(Saved data entries)
*** Block opens ***

PR #2178, opened 2024-10-16
[MBL-1783 Unhide rewards immediately if there's no shippable rewards

ifosli:
# 📲 What

We currently hide all rewards until the shipping location selector is done loading. If there aren't any shippable rewards, unhide the rewards immediately.

# 👀 See

[Jira](https://kickstarter.atlassian.net/browse/MBL-1783)

# ✅ Acceptance criteria

- [x] Rewards without any shippable rewards show their rewards correctly

### DIFF
--- a/Kickstarter-iOS/Features/RewardsCollection/Controller/WithShippingRewardsCollectionViewController.swift
+++ b/Kickstarter-iOS/Features/RewardsCollection/Controller/WithShippingRewardsCollectionViewController.swift
@@ -193,11 +193,10 @@ final class WithShippingRewardsCollectionViewController: UICollectionViewControl
 
     self.viewModel.outputs.rewardsCollectionViewIsHidden
       .observeForUI()
-      .observeValues { [weak self] shimmerLoadingViewIsHidden in
+      .observeValues { [weak self] rewardsCollectionViewIsHidden in
         guard let self else { return }
 
-        self.collectionView.isHidden = !shimmerLoadingViewIsHidden
-        self.collectionView.layoutIfNeeded()
+        self.collectionView.isHidden = rewardsCollectionViewIsHidden
       }
 
     self.viewModel.outputs.rewardsCollectionViewFooterIsHidden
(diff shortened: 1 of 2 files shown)


Kickstarter-iOS/Features/RewardsCollection/Controller/WithShippingRewardsCollectionViewController.swift
```diff
@@ -193,11 +193,10 @@ final class WithShippingRewardsCollectionViewController: UICollectionViewControl
 
     self.viewModel.outputs.rewardsCollectionViewIsHidden
       .observeForUI()
-      .observeValues { [weak self] shimmerLoadingViewIsHidden in
+      .observeValues { [weak self] rewardsCollectionViewIsHidden in
         guard let self else { return }
 
-        self.collectionView.isHidden = !shimmerLoadingViewIsHidden
-        self.collectionView.layoutIfNeeded()
```
ifosli, line 200: I deleted this because now that we're not always waiting for the location view to load, it gets called before the view hierarchy is ready. I did test a bunch of random projects (hence the local pickup bug I found) and didn't see any UI weirdness caused by removing this line.

Kickstarter-iOS/Features/RewardsCollection/Controller/WithShippingRewardsCollectionViewController.swift
```diff
@@ -193,11 +193,10 @@ final class WithShippingRewardsCollectionViewController: UICollectionViewControl
...
+        self.collectionView.isHidden = rewardsCollectionViewIsHidden
```
stevestreza-ksr, line 199: Making sure the intent was to invert this isHidden check

stevestreza-ksr (approved):
Can't really be sure that this behavior is fully correct as I haven't been in this area much, but changes seem to make sense to me!

Kickstarter-iOS/Features/RewardsCollection/Controller/WithShippingRewardsCollectionViewController.swift
ifosli: Yeah, I found the naming to be super confusing before, so I've inverted it (both here and in the view model) to be more intuitive. It's still in sync with the underlying value; it's just the output signal value that's inverted. Thanks for checking though!

scottkicks (approved):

*** Block closes ***

(What you will do)
Retype the records, line for line.

(Answer area)
PR #2178, opened 2024-10-16
[MBL-1783 Unhide rewards immediately if there's no shippable rewards

ifosli:
# 📲 What

We currently hide all rewards until the shipping location selector is done loading. If there aren't any shippable rewards, unhide the rewards immediately.

# 👀 See

[Jira](https://kickstarter.atlassian.net/browse/MBL-1783)

# ✅ Acceptance criteria

- [x] Rewards without any shippable rewards show their rewards correctly

### DIFF
--- a/Kickstarter-iOS/Features/RewardsCollection/Controller/WithShippingRewardsCollectionViewController.swift
+++ b/Kickstarter-iOS/Features/RewardsCollection/Controller/WithShippingRewardsCollectionViewController.swift
@@ -193,11 +193,10 @@ final class WithShippingRewardsCollectionViewController: UICollectionViewControl
 
     self.viewModel.outputs.rewardsCollectionViewIsHidden
       .observeForUI()
-      .observeValues { [weak self] shimmerLoadingViewIsHidden in
+      .observeValues { [weak self] rewardsCollectionViewIsHidden in
         guard let self else { return }
 
-        self.collectionView.isHidden = !shimmerLoadingViewIsHidden
-        self.collectionView.layoutIfNeeded()
+        self.collectionView.isHidden = rewardsCollectionViewIsHidden
       }
 
     self.viewModel.outputs.rewardsCollectionViewFooterIsHidden
(diff shortened: 1 of 2 files shown)


Kickstarter-iOS/Features/RewardsCollection/Controller/WithShippingRewardsCollectionViewController.swift
```diff
@@ -193,11 +193,10 @@ final class WithShippingRewardsCollectionViewController: UICollectionViewControl
 
     self.viewModel.outputs.rewardsCollectionViewIsHidden
       .observeForUI()
-      .observeValues { [weak self] shimmerLoadingViewIsHidden in
+      .observeValues { [weak self] rewardsCollectionViewIsHidden in
         guard let self else { return }
 
-        self.collectionView.isHidden = !shimmerLoadingViewIsHidden
-        self.collectionView.layoutIfNeeded()
```
ifosli, line 200: I deleted this because now that we're not always waiting for the location view to load, it gets called before the view hierarchy is ready. I did test a bunch of random projects (hence the local pickup bug I found) and didn't see any UI weirdness caused by removing this line.

Kickstarter-iOS/Features/RewardsCollection/Controller/WithShippingRewardsCollectionViewController.swift
```diff
@@ -193,11 +193,10 @@ final class WithShippingRewardsCollectionViewController: UICollectionViewControl
...
+        self.collectionView.isHidden = rewardsCollectionViewIsHidden
```
stevestreza-ksr, line 199: Making sure the intent was to invert this isHidden check

stevestreza-ksr (approved):
Can't really be sure that this behavior is fully correct as I haven't been in this area much, but changes seem to make sense to me!

Kickstarter-iOS/Features/RewardsCollection/Controller/WithShippingRewardsCollectionViewController.swift
ifosli: Yeah, I found the naming to be super confusing before, so I've inverted it (both here and in the view model) to be more intuitive. It's still in sync with the underlying value; it's just the output signal value that's inverted. Thanks for checking though!

scottkicks (approved):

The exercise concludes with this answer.